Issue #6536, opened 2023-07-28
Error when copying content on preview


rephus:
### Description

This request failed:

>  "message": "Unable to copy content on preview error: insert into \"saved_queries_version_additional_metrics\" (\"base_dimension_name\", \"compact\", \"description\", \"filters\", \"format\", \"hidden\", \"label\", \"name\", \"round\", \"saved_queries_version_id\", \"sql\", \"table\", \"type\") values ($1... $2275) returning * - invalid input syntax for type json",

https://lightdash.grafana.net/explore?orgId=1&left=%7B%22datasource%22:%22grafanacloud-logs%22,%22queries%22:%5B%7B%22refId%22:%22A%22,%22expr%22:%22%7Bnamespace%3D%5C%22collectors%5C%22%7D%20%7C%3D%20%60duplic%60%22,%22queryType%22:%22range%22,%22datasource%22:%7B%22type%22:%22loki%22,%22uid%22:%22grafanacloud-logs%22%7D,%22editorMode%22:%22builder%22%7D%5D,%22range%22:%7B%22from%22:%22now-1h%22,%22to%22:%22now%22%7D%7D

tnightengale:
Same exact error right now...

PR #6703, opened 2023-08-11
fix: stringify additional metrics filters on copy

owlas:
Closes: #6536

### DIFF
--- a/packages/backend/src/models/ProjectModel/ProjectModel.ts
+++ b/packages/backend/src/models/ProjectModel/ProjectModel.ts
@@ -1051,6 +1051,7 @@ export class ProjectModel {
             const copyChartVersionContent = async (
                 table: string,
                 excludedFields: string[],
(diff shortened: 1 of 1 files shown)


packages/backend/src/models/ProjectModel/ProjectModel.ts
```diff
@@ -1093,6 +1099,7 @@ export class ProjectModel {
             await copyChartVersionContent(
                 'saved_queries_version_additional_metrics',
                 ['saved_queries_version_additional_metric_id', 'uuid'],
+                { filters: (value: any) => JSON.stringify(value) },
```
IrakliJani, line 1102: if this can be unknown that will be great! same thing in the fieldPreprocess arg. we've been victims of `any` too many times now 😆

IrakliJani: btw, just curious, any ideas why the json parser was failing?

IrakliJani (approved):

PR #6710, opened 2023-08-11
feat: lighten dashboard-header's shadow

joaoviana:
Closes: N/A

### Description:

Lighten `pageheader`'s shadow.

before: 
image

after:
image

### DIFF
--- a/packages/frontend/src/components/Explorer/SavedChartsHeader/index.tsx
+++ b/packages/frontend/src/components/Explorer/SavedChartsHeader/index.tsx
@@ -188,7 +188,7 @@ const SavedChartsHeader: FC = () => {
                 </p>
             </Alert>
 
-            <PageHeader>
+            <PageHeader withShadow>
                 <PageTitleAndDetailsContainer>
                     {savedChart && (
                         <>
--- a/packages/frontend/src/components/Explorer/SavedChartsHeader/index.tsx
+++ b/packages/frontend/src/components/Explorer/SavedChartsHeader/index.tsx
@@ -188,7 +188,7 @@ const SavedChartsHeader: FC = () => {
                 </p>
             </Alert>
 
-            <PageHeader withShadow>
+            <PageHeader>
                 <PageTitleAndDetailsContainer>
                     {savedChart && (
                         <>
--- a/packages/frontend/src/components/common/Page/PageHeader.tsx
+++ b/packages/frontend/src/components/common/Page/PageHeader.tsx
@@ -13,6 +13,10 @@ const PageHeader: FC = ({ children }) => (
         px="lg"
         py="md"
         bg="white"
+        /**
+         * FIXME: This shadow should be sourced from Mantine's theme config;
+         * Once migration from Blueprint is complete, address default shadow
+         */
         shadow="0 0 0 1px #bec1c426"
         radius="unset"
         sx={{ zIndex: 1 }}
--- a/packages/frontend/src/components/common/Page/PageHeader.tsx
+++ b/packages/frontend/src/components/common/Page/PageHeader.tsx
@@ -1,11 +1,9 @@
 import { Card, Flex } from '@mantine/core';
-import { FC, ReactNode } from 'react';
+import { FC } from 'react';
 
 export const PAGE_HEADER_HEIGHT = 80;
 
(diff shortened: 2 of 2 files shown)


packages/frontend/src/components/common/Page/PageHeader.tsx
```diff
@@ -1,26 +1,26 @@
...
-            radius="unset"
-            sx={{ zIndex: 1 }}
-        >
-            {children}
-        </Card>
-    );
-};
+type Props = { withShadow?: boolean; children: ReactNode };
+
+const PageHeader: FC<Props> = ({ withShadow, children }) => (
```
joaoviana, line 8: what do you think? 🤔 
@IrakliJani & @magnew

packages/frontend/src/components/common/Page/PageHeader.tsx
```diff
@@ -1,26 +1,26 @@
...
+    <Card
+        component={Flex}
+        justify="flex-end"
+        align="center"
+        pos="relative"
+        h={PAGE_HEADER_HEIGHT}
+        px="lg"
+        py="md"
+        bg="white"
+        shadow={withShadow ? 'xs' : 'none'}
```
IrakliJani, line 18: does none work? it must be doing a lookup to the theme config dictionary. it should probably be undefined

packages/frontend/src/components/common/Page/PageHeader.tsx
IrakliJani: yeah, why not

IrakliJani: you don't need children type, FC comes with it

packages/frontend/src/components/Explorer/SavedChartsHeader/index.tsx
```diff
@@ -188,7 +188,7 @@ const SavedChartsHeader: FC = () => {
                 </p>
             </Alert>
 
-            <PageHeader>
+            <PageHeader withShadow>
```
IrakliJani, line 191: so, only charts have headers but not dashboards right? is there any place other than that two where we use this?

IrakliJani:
::::
- **Prompt**:
For each line of the data that includes the word "const", return a copy of it.

- **Your response**:
             const copyChartVersionContent = async (
@@ -188,7 +188,7 @@ const SavedChartsHeader: FC = () => {
@@ -188,7 +188,7 @@ const SavedChartsHeader: FC = () => {
@@ -13,6 +13,10 @@ const PageHeader: FC = ({ children }) => (
 export const PAGE_HEADER_HEIGHT = 80;
+const PageHeader: FC<Props> = ({ withShadow, children }) => (
@@ -188,7 +188,7 @@ const SavedChartsHeader: FC = () => {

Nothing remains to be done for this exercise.